A rational microstructure design of SnS2-carbon composites for superior sodium storage performance

摘要

Sodium ion batteries (SIBs) have attracted ever-growing attention as promising candidates for large-scale energy storage applications, due to the abundant sodium resources and their low cost. Nevertheless, it is still a significant challenge to realize superior electrode materials with high capacity and good cyclability. To address these problems, herein, a rational microstructure of the SnS2-carbon composite has been designed for superior performance, which consists of MWNTs as a carbon matrix, the SnS2 nanosheet (NS) as an active material, the outer carbon coating as a protection layer, as well as the interior void space for volume accommodation. As an anode material for SIBs, the so-produced MWNT@SnS2 NS@C electrode delivered a high initial capacity of 910 mA h g(-1) at 100 mA g(-1) and a good retention of 78 after 100 cycles.
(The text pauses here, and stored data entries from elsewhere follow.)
PR #3070, opened 2025-08-27
Schedule job to sync all products when the Push mode of product sync is switched to enable

eason9487:

In the case of an issue during the sync mode migration, and a rollback strategy is needed to revert a merchant back to push mode, this PR schedules a job to sync all products when the Push mode of product sync is switched to enable. This will provide the ability to trigger a full re-sync of all products for the merchant.

In addition, it also wraps the calls to WP global functions in the `Options` class within the `WP` proxy class. This is to enable the use or coverage of the `Options` class when writing PHPUnit tests while avoiding the side effects of data modification.

Ref:
- p1754564027278729-slack-C02BB3F30TG
- p1753871675559559-slack-C02BB3F30TG

💡 If using a local env for testing, it may need to make a temporary adjustment to prevent scheduling from being blocked by the following check. For example, make it always return true.

https://github.com/woocommerce/google-listings-and-ads/blob/ca66d673db1255695e16adf388d738e5cdff5cd2/src/MerchantCenter/MerchantCenterService.php#L109-L126

1. Complete the onboarding
2. Toggle the Push mode config of product sync via the `POST /wp-json/wc/gla/sync` API. One available method is to run the following scripts via the DevTools Console:
   ```js
   // Disable push mode
   wp.apiFetch({
     path: '/wc/gla/sync',
     method: 'POST',
     data: { products: { push: false } }
   }).then(console.log)

   // Enable push mode
   wp.apiFetch({
     path: '/wc/gla/sync',
     method: 'POST',
     data: { products: { push: true } }
   }).then(console.log)
   ```
3. Check if the `gla/jobs/update_all_products/create_batch` job is scheduled when the Push mode of product sync is switched to enable
   image

### Changelog entry

> Update - Schedule resynchronization for all products via the Push mode when the Push mode of product synchronization is switched to enable.

### DIFF
--- a/src/Event/StartProductSync.php
+++ b/src/Event/StartProductSync.php
@@ -14,7 +14,7 @@ defined( 'ABSPATH' ) || exit;
 /**
  * Class StartProductSync
  *
- * @package Automattic\WooCommerce\GoogleListingsAndAds\Product
+ * @package Automattic\WooCommerce\GoogleListingsAndAds\Event
  */
 class StartProductSync implements Registerable, Service {
 	/**
--- a/src/Event/StartProductSync.php
+++ b/src/Event/StartProductSync.php
@@ -48,6 +48,15 @@ class StartProductSync implements Registerable, Service {
 				$this->on_rules_change();
 			}
 		);
+
+		add_action(
+			'woocommerce_gla_sync_mode_updated',
+			function ( $prev_sync_mode, $sync_mode ) {
+				$this->on_sync_mode_updated( $prev_sync_mode, $sync_mode );
+			},
+			10,
+			2
+		);
 	}
 
 	/**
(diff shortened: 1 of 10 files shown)


src/Event/StartProductSync.php
```diff
@@ -68,4 +77,17 @@ protected function on_rules_change() {
...
 	}
+
+	/**
+	 * If the Push mode of product sync is switched to enable, schedule a job to sync all products.
+	 *
+	 * @param array $prev_sync_mode The previous sync mode.
+	 * @param array $sync_mode The current sync mode.
+	 */
+	protected function on_sync_mode_updated( $prev_sync_mode, $sync_mode ) {
+		if ( $prev_sync_mode['products']['push'] === false && $sync_mode['products']['push'] === true ) {
```
NeosinneR: Is this guaranteed that there will be `['products']['push']` properties? Just want to make sure this can't throw an error when those keys don't exist.

NeosinneR (commented):
Overall looks good and works as expected, just a minor note in the comment below.

src/Event/StartProductSync.php
eason9487: Thanks! Throwing an error is possible because there is a WP filter when getting the default sync mode config. Fixed in https://github.com/woocommerce/google-listings-and-ads/pull/3070/commits/00da35c812e7e667ad615dfa8826282a455a28d9.

NeosinneR: Thanks for the change. Looks good!

NeosinneR (approved):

The sodium storage mechanism of SnS2 was systematically studied through CV, ex situ XPS, and ex situ HRTEM characterization studies, disclosing the reversible conversion and alloying reactions of SnS2 during sodiation/desodiation processes. Moreover, ex situ TEM was further applied to clarify the relationships between the SnS2-C microstructure and sodium storage performance. Our result represents a significant step towards rational design electrodes with high capacity and cyclability for sodium ion batteries.